### TASK ITEM
Filter the entries for lines with the word "they".

-------

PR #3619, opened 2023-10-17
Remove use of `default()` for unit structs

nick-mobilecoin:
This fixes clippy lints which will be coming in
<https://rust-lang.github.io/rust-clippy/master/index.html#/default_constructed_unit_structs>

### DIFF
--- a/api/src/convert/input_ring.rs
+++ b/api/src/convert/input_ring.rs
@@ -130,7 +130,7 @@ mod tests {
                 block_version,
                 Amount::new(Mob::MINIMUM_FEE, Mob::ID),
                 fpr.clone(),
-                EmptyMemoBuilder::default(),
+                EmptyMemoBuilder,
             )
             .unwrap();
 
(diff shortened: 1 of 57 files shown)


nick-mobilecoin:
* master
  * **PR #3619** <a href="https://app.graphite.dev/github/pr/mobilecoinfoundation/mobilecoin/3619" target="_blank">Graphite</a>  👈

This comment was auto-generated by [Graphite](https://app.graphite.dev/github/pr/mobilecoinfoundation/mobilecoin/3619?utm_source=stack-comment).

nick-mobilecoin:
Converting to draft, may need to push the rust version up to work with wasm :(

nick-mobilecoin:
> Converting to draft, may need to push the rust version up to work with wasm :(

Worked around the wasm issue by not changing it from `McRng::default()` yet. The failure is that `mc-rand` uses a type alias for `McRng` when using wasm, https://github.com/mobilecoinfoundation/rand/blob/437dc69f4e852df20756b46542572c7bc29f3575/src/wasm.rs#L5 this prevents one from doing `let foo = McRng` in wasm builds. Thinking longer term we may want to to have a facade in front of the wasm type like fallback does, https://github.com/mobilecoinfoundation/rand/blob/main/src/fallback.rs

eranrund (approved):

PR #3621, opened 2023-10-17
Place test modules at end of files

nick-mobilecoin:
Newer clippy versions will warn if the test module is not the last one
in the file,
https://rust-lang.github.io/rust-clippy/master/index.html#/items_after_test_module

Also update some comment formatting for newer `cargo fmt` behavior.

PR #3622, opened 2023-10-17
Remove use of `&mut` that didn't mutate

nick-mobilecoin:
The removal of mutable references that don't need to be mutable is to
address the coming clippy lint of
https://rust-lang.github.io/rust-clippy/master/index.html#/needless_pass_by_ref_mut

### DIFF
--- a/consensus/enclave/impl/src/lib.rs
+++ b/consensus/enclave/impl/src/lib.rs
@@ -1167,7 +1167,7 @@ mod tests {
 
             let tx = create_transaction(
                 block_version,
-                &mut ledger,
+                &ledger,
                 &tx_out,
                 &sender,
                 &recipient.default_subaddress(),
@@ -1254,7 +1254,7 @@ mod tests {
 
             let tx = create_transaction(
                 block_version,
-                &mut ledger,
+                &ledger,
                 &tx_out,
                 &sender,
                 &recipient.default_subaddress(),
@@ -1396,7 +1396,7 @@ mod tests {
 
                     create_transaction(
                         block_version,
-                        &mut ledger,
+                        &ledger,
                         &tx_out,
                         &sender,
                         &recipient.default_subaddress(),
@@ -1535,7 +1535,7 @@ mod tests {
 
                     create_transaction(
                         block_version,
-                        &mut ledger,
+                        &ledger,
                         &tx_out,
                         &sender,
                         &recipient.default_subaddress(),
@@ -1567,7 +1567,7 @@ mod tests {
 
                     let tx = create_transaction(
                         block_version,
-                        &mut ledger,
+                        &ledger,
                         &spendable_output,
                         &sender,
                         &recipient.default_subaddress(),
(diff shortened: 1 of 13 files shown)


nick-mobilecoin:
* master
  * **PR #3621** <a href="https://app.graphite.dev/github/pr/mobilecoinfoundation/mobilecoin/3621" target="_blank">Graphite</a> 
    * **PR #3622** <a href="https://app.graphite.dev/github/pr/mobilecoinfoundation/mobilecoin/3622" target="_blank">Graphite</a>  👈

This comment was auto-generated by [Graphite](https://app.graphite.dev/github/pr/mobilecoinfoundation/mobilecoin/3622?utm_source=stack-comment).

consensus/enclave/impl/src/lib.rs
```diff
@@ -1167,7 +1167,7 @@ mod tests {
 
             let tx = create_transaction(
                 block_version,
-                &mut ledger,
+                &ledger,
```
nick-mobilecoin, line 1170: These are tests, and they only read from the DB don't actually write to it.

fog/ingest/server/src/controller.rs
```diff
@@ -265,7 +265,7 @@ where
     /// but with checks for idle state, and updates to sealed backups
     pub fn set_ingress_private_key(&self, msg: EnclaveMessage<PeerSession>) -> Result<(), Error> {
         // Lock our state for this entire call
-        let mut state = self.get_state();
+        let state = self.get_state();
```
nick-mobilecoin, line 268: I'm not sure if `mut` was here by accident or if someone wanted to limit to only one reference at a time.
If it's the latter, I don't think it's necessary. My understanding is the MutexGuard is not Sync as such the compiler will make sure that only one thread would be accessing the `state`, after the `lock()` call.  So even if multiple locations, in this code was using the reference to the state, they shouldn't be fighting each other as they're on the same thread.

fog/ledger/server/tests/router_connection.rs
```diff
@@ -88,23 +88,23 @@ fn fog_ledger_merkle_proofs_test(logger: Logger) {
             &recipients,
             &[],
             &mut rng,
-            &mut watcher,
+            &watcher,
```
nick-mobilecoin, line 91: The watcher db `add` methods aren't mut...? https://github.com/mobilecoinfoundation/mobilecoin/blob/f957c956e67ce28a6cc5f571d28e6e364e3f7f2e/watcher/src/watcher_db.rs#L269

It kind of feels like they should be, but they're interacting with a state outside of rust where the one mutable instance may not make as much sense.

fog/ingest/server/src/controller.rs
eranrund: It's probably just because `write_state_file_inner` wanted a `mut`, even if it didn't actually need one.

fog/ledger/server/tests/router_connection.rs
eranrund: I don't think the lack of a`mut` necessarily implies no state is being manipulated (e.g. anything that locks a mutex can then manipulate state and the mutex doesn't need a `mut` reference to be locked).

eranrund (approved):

-------

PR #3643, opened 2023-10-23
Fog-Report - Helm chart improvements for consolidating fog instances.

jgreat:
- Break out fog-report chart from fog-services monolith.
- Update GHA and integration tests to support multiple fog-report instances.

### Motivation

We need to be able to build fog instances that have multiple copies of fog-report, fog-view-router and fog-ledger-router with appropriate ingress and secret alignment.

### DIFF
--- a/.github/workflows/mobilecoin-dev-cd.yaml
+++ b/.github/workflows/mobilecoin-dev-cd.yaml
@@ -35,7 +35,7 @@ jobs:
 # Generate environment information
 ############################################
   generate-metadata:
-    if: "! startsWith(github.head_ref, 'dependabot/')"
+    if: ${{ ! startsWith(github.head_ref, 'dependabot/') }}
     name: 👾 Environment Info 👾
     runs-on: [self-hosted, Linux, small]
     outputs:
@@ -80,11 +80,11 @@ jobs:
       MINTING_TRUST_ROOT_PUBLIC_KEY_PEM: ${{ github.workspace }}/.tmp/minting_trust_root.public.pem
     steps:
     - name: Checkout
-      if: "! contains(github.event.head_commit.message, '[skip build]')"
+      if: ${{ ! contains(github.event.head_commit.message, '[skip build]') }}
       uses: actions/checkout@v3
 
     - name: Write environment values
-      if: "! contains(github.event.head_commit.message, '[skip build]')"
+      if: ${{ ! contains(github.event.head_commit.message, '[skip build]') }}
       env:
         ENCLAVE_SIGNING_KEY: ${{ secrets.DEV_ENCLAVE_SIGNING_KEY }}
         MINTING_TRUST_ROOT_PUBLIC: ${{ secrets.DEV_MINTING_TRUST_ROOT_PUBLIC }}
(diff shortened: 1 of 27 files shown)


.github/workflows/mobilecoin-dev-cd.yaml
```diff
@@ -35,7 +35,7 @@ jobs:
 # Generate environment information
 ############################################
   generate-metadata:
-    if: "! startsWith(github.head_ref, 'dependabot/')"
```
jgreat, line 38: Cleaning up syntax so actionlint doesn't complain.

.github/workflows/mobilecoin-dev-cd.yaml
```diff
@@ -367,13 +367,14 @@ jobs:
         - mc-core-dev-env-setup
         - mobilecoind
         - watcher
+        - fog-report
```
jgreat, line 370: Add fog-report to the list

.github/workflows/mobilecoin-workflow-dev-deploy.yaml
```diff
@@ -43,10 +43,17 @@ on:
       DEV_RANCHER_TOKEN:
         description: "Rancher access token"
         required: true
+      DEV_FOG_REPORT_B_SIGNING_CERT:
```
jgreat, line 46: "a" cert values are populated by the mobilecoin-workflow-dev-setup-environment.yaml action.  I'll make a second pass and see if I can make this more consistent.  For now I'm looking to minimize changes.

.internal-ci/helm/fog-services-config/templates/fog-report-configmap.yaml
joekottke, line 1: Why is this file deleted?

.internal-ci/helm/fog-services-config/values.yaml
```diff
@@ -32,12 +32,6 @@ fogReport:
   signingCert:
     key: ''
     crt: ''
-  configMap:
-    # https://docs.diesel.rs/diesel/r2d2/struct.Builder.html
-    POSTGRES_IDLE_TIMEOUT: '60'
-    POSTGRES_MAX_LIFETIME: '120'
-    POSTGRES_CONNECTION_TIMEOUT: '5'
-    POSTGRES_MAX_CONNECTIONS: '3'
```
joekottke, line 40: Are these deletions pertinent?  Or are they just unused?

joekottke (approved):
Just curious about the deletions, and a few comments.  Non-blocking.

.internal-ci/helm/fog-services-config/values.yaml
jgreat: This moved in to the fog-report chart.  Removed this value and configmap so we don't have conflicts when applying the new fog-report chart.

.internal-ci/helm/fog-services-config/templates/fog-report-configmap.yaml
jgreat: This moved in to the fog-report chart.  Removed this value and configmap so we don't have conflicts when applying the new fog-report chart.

-------

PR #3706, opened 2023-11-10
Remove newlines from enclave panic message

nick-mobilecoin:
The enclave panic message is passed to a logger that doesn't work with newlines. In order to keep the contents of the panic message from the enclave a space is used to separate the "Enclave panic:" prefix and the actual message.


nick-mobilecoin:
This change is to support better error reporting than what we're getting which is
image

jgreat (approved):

-------

### WRITTEN ANSWER
nick-mobilecoin, line 1170: These are tests, and they only read from the DB don't actually write to it.
If it's the latter, I don't think it's necessary. My understanding is the MutexGuard is not Sync as such the compiler will make sure that only one thread would be accessing the `state`, after the `lock()` call.  So even if multiple locations, in this code was using the reference to the state, they shouldn't be fighting each other as they're on the same thread.
It kind of feels like they should be, but they're interacting with a state outside of rust where the one mutable instance may not make as much sense.
joekottke, line 40: Are these deletions pertinent?  Or are they just unused?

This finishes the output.